■ **What is expected**: Keep only the lines of the data below that contain "current", and copy them.

■ **Collected data entries**:

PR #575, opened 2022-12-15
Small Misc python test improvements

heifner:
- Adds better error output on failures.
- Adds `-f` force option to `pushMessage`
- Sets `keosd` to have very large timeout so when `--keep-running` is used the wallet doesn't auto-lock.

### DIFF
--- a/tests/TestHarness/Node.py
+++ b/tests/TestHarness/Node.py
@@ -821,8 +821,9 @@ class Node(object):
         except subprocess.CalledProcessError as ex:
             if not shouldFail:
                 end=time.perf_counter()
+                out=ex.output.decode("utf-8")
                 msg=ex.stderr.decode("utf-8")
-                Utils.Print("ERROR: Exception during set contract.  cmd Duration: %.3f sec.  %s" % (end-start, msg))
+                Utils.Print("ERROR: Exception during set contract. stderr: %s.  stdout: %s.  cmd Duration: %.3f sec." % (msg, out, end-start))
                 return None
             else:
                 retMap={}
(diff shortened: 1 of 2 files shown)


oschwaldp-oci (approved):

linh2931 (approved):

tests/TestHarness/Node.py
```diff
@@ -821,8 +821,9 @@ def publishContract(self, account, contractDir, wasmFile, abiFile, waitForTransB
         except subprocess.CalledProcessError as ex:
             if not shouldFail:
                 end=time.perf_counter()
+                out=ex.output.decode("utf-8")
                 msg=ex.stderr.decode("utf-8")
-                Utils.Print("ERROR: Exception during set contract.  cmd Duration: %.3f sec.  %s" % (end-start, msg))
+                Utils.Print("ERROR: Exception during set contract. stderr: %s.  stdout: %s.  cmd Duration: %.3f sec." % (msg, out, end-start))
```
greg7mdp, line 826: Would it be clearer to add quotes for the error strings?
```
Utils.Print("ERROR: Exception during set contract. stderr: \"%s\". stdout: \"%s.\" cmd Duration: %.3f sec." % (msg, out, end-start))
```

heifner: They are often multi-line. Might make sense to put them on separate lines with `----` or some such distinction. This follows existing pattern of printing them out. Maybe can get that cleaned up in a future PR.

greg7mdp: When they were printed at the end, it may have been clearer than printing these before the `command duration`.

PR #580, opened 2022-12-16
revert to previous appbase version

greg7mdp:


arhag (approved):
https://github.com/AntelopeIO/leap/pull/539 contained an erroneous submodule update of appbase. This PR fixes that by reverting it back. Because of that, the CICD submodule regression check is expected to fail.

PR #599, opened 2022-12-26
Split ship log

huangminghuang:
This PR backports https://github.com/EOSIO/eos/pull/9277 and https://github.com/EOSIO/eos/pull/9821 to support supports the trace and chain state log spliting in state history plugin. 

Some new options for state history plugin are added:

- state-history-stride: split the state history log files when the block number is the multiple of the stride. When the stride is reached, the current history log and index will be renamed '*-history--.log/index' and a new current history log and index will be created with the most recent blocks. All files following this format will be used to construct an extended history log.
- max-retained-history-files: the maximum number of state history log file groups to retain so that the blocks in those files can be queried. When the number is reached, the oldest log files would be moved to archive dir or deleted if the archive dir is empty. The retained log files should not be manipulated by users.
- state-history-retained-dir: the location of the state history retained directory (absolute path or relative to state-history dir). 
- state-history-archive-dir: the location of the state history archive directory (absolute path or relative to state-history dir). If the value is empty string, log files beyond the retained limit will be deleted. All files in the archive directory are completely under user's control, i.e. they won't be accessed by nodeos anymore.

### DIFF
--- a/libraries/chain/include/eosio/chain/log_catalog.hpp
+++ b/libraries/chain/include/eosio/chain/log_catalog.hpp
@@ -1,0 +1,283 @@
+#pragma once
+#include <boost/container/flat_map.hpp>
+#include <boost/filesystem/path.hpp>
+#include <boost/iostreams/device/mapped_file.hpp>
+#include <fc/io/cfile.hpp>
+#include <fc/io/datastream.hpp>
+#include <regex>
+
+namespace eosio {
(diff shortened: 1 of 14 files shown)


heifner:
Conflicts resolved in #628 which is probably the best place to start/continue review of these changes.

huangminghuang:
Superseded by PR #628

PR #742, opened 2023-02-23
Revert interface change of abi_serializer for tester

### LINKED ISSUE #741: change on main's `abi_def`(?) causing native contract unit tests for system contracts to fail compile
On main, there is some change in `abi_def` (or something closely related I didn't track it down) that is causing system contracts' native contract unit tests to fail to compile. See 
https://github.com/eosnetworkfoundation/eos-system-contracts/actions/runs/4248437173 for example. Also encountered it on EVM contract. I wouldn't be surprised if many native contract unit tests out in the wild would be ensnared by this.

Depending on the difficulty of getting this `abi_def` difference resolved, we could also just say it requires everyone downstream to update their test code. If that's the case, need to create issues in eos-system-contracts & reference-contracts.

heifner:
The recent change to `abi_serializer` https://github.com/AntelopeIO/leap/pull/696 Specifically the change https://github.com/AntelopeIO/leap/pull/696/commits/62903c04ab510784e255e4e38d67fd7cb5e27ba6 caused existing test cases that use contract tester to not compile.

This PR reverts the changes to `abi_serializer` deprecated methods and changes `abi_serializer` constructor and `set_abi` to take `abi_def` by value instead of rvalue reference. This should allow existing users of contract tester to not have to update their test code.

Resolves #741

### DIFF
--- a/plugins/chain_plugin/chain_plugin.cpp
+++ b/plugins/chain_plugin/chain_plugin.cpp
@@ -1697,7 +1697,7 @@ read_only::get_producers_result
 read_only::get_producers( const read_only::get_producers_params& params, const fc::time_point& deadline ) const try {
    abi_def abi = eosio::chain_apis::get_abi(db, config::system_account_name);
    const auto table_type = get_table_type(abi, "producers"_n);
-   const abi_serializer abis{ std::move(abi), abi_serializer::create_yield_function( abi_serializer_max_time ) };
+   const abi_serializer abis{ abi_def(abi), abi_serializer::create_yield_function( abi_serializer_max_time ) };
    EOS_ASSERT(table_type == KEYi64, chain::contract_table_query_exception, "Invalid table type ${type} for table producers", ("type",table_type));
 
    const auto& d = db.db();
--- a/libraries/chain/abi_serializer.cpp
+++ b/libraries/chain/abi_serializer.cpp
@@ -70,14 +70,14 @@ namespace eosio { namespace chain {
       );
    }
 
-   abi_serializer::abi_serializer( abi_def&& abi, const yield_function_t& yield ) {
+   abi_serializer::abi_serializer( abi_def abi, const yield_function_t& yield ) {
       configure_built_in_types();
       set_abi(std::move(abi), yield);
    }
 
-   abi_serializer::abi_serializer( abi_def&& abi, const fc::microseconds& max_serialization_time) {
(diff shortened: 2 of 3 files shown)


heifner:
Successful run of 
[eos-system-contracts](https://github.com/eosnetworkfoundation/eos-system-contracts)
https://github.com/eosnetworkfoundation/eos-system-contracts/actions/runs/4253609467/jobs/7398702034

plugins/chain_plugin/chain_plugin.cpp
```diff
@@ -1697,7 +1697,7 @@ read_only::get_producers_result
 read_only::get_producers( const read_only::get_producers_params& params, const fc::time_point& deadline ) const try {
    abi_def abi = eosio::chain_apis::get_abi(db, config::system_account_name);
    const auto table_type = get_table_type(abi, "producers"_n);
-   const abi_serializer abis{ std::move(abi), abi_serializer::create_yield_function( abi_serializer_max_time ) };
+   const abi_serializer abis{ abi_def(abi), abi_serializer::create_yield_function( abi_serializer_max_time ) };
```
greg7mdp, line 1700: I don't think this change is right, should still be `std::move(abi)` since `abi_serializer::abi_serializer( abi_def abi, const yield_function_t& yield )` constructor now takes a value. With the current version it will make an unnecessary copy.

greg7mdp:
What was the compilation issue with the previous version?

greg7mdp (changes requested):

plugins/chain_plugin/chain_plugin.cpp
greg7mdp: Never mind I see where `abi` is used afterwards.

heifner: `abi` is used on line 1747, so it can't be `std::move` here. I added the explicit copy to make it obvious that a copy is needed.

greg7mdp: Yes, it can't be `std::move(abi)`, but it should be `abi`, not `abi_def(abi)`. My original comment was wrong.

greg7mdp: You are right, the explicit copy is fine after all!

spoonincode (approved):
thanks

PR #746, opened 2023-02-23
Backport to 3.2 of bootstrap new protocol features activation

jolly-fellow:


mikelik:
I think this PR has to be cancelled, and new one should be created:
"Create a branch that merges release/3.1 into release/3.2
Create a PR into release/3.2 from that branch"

■ **Task result**:
- state-history-stride: split the state history log files when the block number is the multiple of the stride. When the stride is reached, the current history log and index will be renamed '*-history--.log/index' and a new current history log and index will be created with the most recent blocks. All files following this format will be used to construct an extended history log.
greg7mdp, line 1700: I don't think this change is right, should still be `std::move(abi)` since `abi_serializer::abi_serializer( abi_def abi, const yield_function_t& yield )` constructor now takes a value. With the current version it will make an unnecessary copy.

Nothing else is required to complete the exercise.